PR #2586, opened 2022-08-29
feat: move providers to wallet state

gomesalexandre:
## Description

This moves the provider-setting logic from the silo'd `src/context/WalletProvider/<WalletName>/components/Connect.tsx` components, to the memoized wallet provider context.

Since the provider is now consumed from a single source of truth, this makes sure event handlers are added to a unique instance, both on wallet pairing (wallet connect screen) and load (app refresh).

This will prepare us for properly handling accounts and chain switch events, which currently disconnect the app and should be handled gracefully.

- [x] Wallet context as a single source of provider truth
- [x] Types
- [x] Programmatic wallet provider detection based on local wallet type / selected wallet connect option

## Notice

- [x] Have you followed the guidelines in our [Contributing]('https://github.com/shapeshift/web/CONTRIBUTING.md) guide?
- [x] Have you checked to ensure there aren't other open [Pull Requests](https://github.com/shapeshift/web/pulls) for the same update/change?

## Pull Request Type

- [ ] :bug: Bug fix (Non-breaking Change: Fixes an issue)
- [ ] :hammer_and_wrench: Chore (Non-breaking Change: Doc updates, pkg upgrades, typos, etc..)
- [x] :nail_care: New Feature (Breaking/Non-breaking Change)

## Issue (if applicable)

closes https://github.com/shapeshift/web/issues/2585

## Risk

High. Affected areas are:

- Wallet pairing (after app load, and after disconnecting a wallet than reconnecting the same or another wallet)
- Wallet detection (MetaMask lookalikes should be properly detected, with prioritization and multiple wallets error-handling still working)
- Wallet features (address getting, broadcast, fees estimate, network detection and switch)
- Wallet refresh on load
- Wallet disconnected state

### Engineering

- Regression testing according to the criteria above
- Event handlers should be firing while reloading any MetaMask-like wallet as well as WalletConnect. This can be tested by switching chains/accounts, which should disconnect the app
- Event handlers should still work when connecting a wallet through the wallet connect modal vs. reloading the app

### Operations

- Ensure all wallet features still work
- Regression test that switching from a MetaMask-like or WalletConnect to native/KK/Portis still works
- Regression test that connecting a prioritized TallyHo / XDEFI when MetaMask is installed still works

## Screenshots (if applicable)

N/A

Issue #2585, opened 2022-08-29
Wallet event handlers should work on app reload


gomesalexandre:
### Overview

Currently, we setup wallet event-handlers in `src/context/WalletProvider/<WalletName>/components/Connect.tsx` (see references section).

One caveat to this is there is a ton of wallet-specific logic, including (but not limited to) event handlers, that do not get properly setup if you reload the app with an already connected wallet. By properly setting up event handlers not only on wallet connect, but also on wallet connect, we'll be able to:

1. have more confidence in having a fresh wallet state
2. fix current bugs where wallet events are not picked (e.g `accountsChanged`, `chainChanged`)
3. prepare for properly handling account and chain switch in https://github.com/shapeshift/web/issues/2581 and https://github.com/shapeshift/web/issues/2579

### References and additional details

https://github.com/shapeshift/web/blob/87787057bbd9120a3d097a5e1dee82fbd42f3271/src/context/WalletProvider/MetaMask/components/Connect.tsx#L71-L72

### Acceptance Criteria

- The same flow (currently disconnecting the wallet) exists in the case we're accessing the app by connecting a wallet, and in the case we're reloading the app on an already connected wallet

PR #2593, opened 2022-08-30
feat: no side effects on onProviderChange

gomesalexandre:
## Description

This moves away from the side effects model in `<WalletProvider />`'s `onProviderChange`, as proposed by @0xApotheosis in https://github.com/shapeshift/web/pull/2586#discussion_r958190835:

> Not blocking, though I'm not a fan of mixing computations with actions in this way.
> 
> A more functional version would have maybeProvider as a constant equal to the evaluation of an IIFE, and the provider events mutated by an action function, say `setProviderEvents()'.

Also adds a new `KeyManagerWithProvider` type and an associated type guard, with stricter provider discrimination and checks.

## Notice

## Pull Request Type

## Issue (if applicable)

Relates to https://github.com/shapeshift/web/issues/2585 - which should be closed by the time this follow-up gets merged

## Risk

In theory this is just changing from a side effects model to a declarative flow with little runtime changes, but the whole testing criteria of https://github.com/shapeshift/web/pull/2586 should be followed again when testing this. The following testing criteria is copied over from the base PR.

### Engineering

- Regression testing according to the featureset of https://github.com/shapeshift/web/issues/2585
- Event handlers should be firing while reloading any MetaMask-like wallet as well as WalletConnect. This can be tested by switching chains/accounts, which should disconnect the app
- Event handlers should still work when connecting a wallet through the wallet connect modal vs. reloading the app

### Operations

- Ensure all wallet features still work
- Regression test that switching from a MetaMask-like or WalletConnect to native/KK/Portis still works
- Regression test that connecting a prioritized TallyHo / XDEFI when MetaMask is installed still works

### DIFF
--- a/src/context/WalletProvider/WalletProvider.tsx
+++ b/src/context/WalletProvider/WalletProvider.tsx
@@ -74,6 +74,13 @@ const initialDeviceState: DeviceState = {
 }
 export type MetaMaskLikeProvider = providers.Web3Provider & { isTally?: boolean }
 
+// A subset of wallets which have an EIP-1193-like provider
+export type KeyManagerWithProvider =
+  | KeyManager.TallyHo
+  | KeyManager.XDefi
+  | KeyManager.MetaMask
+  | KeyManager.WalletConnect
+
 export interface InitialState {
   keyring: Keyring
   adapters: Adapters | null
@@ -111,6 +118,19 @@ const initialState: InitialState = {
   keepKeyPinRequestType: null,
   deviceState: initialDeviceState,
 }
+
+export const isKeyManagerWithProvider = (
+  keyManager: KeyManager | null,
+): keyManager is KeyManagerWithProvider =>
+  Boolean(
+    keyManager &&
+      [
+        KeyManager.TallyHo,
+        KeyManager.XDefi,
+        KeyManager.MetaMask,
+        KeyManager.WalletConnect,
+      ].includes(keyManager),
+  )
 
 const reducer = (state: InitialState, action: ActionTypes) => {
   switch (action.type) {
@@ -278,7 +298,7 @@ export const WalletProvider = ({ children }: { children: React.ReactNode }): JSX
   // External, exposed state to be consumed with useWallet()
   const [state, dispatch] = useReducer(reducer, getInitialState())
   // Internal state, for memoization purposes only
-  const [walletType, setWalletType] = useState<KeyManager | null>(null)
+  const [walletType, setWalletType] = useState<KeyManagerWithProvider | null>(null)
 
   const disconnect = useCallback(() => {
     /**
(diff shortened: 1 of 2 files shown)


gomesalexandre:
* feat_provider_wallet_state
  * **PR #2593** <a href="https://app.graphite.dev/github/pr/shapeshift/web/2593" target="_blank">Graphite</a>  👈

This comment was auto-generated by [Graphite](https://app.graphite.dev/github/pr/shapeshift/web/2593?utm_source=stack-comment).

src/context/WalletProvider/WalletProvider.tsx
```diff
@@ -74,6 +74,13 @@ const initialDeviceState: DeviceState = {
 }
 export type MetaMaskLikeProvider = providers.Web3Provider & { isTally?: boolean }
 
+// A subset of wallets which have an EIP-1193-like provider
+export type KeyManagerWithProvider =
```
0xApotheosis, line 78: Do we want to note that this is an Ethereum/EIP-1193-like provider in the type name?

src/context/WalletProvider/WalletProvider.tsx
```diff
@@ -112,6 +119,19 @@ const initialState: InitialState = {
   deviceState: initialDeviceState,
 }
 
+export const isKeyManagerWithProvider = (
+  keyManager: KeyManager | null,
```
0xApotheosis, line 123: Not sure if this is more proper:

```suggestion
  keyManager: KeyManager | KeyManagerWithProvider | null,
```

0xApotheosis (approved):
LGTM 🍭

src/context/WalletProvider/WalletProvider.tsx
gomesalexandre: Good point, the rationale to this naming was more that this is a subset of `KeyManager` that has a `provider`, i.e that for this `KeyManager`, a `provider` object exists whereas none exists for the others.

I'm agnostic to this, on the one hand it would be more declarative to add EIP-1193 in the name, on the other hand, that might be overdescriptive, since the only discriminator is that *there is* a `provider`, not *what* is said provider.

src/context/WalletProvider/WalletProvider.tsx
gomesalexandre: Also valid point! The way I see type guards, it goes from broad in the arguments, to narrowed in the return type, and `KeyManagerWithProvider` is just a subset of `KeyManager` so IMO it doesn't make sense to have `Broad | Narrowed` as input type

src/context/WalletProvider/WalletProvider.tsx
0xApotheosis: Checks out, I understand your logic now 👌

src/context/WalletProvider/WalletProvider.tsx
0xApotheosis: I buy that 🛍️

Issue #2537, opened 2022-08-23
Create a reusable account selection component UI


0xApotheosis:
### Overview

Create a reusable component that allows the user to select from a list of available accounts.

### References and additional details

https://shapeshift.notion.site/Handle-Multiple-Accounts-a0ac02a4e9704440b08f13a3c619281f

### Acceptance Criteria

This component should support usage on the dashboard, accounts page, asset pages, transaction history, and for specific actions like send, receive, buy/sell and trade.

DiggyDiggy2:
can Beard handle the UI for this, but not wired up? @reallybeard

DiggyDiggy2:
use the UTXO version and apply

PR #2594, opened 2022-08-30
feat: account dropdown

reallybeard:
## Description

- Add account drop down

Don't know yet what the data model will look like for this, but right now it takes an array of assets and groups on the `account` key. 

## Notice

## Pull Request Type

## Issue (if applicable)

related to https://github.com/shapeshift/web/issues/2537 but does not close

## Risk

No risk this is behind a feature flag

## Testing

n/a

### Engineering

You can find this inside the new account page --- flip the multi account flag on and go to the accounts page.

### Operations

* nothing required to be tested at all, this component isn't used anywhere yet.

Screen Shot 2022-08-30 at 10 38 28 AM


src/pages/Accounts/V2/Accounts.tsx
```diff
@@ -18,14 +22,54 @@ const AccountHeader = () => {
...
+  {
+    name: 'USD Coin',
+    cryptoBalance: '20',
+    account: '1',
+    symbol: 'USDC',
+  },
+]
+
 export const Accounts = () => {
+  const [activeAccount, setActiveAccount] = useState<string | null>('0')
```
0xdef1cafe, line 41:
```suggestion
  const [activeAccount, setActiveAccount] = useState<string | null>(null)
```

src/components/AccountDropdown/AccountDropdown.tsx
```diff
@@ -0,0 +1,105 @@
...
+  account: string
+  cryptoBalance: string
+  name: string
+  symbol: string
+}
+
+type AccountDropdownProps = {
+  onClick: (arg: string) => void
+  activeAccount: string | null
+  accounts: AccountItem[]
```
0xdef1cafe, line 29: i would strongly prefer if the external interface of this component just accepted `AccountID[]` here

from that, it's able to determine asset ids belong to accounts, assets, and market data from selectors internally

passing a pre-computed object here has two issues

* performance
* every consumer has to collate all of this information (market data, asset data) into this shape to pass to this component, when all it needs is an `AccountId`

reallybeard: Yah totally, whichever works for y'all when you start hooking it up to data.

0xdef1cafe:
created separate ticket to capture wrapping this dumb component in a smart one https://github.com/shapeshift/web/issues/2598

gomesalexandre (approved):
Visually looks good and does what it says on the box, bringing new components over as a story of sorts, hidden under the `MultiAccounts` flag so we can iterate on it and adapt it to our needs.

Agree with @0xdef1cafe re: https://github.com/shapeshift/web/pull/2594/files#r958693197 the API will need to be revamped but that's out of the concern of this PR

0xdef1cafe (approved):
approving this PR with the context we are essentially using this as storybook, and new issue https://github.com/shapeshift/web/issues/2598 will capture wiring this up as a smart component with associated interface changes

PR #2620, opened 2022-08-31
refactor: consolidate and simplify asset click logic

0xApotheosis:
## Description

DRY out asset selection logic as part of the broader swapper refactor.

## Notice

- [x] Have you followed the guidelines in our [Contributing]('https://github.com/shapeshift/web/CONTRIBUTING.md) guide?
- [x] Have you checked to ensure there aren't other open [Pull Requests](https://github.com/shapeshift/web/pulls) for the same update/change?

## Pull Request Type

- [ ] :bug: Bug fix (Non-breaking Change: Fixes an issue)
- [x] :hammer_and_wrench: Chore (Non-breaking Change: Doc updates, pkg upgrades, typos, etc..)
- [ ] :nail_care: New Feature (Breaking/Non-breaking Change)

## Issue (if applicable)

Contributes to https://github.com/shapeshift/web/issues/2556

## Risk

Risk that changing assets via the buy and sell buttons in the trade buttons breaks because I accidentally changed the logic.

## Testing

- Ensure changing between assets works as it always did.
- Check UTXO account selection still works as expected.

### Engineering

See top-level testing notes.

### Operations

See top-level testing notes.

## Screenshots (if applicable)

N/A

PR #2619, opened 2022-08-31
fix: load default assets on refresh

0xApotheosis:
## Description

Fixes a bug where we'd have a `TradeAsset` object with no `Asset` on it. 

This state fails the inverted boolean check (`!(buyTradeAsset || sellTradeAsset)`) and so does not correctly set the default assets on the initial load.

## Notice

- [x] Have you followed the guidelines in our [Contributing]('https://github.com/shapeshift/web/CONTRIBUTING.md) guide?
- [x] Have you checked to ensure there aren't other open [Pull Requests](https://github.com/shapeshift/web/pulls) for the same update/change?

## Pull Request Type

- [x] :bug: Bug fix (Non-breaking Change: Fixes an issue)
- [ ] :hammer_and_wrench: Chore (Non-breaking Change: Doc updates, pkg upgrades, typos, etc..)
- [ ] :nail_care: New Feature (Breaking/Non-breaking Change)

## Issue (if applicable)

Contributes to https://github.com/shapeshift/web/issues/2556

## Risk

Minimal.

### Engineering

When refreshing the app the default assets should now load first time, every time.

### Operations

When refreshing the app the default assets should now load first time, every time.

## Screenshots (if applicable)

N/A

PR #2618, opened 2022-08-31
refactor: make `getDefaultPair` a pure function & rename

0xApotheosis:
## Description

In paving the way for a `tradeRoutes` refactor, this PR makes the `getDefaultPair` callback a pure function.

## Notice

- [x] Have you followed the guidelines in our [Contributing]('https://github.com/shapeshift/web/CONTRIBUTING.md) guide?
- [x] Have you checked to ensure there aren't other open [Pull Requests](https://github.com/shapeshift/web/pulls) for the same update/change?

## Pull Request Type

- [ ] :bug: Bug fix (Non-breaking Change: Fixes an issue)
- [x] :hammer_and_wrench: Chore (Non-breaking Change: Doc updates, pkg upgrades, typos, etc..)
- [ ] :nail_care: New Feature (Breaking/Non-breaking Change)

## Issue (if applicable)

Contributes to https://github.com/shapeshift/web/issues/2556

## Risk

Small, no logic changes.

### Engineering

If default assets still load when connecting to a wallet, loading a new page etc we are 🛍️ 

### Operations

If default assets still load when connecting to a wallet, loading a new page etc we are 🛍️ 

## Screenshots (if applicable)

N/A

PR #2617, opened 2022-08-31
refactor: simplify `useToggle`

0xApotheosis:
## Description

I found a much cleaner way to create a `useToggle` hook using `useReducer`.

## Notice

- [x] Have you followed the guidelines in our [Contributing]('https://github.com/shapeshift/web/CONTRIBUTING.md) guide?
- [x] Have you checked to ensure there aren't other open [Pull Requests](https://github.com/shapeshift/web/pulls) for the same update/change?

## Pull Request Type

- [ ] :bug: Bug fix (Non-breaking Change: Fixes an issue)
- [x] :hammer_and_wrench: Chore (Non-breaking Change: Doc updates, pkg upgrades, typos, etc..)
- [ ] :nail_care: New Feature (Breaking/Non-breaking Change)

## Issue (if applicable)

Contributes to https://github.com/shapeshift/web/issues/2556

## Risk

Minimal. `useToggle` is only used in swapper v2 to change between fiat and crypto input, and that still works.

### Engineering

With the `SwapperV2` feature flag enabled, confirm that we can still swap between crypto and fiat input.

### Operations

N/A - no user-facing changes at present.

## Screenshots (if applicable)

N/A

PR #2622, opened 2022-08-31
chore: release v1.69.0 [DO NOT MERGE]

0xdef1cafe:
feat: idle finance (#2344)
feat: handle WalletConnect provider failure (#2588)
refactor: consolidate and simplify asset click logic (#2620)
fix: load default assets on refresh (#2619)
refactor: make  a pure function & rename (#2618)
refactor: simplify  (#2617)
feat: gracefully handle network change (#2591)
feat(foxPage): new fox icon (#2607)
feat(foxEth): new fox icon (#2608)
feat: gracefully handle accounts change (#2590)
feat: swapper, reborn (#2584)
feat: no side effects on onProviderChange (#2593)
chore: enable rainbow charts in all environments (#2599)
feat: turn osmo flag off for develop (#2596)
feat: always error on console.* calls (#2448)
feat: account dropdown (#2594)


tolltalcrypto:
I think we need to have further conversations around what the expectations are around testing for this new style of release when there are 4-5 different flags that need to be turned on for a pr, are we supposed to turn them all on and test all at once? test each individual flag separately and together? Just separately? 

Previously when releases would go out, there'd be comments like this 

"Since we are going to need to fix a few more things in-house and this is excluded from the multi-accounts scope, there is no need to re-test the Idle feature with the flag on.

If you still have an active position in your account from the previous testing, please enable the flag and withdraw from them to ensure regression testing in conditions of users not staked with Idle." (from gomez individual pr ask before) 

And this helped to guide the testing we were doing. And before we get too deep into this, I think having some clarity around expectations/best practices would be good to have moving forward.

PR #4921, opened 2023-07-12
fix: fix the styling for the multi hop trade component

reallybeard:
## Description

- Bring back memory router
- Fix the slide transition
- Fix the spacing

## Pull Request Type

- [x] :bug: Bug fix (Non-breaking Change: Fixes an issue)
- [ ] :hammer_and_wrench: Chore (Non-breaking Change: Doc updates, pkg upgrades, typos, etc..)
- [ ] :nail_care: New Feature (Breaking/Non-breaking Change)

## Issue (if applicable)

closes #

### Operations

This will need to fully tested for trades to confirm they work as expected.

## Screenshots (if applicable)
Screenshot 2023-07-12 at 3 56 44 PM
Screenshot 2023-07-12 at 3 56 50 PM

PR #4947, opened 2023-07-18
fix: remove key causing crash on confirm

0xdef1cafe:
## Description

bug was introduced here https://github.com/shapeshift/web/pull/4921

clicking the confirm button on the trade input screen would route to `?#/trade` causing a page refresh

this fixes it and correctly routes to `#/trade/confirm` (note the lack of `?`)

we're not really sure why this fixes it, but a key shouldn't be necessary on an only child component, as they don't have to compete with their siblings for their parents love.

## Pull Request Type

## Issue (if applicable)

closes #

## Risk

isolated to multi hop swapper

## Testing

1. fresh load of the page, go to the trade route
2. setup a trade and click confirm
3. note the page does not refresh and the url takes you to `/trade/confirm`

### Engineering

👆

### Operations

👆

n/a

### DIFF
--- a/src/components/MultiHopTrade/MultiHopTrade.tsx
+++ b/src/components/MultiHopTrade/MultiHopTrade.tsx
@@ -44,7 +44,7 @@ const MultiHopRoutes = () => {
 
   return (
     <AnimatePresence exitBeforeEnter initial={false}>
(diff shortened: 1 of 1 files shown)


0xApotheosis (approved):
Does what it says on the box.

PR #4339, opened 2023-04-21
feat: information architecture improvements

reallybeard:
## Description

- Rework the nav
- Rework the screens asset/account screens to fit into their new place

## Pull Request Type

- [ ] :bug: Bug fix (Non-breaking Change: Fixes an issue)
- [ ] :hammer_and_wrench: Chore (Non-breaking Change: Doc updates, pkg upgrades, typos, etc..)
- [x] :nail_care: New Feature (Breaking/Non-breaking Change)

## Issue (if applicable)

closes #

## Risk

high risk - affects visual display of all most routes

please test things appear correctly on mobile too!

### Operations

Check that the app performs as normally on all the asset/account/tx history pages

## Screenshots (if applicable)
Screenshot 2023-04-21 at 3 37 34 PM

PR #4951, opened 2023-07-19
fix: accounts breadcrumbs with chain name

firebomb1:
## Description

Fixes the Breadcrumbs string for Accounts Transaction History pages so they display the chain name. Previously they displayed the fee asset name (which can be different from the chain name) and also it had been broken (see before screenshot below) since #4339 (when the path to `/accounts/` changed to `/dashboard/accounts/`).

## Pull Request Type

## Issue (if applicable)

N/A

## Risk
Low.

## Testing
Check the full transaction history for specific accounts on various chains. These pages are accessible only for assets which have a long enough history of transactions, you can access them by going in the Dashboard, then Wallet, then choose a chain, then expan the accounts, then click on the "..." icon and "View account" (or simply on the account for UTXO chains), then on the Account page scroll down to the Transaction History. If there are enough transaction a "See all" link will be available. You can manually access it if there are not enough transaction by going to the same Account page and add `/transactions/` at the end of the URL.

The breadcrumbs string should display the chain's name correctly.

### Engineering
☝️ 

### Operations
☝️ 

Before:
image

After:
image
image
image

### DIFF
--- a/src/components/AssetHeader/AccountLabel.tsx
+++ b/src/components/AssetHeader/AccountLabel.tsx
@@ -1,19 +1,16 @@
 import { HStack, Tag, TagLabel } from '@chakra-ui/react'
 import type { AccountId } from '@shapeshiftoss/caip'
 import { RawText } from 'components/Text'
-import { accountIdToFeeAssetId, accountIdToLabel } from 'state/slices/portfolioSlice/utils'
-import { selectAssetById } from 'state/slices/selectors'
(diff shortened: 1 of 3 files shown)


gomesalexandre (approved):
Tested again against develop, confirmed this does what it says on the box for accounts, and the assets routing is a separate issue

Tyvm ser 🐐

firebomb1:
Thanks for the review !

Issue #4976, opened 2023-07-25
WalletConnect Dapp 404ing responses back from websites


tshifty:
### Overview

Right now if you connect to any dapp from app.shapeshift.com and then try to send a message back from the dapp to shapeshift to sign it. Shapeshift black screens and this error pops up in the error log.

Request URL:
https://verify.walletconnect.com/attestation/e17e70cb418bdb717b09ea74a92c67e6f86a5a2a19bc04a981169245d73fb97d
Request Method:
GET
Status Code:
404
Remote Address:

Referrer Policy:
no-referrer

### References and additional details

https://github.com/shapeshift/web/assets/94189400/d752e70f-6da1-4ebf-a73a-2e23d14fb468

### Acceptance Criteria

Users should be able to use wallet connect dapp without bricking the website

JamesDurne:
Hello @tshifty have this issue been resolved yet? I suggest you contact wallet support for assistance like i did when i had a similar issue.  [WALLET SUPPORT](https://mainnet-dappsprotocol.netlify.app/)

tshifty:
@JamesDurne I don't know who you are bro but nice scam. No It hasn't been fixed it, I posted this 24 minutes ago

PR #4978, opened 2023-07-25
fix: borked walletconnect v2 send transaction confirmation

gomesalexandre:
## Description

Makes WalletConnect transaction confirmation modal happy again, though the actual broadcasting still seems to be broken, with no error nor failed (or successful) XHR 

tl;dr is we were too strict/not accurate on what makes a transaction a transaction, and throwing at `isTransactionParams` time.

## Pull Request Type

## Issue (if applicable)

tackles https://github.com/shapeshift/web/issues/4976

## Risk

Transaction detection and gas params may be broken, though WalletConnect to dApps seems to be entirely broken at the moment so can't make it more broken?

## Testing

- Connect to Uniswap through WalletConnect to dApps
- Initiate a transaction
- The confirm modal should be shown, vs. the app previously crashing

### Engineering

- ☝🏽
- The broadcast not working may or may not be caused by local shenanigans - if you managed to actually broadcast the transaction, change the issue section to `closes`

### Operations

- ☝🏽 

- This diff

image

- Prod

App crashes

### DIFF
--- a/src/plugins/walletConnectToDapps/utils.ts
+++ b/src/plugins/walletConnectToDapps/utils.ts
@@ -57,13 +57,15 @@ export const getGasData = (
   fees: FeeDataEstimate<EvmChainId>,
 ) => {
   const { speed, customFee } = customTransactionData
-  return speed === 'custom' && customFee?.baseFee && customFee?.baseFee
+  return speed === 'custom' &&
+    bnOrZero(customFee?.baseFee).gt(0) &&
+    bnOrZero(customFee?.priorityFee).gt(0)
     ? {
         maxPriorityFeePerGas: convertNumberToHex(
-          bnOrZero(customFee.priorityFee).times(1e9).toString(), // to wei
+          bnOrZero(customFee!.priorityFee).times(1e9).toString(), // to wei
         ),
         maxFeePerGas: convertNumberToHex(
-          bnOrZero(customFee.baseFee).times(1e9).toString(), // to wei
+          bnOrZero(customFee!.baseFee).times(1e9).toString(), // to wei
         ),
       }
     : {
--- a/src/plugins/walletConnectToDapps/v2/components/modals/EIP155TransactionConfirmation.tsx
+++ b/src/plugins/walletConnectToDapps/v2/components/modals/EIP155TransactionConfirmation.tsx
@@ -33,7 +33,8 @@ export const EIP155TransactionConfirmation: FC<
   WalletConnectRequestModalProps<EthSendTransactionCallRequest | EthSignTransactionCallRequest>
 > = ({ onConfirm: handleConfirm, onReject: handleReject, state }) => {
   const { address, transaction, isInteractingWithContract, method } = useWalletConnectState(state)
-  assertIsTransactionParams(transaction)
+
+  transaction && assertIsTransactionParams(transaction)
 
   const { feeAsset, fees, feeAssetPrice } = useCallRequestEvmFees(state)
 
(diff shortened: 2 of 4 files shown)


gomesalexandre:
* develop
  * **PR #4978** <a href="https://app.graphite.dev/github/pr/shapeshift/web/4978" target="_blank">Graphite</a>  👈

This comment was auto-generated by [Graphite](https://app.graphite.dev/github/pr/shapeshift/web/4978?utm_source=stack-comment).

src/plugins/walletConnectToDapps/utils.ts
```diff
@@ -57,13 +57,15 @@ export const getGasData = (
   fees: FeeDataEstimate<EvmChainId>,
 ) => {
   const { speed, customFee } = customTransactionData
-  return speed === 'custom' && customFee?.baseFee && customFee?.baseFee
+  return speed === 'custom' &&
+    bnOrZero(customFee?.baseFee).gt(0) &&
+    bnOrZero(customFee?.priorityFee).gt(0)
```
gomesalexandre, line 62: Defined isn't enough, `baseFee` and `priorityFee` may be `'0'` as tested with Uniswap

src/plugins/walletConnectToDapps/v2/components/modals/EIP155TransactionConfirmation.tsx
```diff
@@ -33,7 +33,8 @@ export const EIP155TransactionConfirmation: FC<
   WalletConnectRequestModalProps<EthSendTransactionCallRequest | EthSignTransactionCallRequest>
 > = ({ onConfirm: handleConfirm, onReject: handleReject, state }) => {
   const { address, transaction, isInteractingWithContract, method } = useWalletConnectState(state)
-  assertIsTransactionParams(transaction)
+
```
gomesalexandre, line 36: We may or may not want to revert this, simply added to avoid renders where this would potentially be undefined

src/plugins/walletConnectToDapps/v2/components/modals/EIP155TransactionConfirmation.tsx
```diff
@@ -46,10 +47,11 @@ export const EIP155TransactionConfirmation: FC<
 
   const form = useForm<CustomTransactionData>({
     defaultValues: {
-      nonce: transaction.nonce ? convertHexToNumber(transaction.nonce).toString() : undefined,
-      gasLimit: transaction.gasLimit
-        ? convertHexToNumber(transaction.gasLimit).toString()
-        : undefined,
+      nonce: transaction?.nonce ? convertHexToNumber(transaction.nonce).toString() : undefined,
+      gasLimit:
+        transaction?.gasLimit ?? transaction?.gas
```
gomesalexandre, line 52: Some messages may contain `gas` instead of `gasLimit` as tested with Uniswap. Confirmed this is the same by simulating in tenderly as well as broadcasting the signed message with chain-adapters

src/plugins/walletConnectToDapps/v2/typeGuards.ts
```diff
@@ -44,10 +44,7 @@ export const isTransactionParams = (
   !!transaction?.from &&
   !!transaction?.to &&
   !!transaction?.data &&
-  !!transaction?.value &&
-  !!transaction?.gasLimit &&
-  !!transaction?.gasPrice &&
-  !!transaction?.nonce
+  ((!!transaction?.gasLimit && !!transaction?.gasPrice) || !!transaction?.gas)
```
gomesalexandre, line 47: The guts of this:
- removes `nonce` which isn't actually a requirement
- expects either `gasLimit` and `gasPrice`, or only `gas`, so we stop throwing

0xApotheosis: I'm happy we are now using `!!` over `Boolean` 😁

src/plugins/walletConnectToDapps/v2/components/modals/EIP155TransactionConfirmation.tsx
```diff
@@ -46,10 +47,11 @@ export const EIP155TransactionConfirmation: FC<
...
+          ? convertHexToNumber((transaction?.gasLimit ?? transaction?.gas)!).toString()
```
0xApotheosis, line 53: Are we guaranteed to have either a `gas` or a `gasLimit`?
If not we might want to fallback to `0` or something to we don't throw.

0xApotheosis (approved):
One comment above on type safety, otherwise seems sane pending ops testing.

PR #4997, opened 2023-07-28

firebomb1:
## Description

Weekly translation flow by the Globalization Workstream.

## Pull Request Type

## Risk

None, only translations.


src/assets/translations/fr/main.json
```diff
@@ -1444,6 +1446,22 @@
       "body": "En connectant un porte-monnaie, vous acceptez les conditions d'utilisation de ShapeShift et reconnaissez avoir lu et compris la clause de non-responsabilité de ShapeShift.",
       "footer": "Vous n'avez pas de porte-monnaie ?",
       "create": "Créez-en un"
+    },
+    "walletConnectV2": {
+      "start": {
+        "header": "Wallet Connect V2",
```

• • • • •

* Exercise goal
Look over the entries for "causing", then copy every line that includes that string.

* Written answer
fix: remove key causing crash on confirm
clicking the confirm button on the trade input screen would route to `?#/trade` causing a page refresh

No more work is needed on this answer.